David chuckled, but seeing his mother’s hardened gaze, quickly let the smile fade from his lips. “I don’t know if ole Stella can make the journey,” he said.
“Ole Stella will do jist fine. Now, you promise me.” She grasped tighter onto his forearm to the point where it was starting to hurt.
“All right, Ma. I promise.”
She released her grasp. “And you make sure Jake promises his folks. I know ya’ll think it’s one big romp, but I can’t lose you.” She turned away, stirred the cinders in the wood-burning stove, and started heating up water for the dishes.
“Ma, I’ll be all right.”
He gave her a quick peck on the cheek. His mother didn’t react. He turned, exited out of the kitchen, and glanced back.
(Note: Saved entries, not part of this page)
PR #1553, opened 2021-10-01
Fix: update webchat link

mcnesium:
update webchat link from Riot to Element #610

### DIFF
--- a/page-translation.php
+++ b/page-translation.php
@@ -16,7 +16,7 @@
 <section class="content">
 <div class="container">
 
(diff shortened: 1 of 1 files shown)


jospoortvliet (approved):

jospoortvliet:
Only thing is - I'm not sure if that channel really is used anymore, we're active in Nextcloud Talk now... Hmmm. Still, let's update this, it's at least an improvement! Thanks! Meanwhile @rakekniven might know what the best way is to reach out to translators.

tcitworld:
There's people on Libera, but I don't see much going on Freenode.

jospoortvliet:
Then perhaps we should point to the community chat, @tcitworld  ??

tcitworld:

She was still facing away from him. Sauntering across the yard, he passed the well and the two outhouses and went into the house. Respectfully, he tidied up the table for her before retreating to his room. He could hear his sisters’ muffled voices seep through the wall as he plopped onto his bed and positioned a down pillow under his head. The entire episode had left him exhausted and emotionally drained. Tomorrow will be another day, he reasoned to himself and closed his eyes. Lying across the bed with his feet hanging over the edge, he drifted off.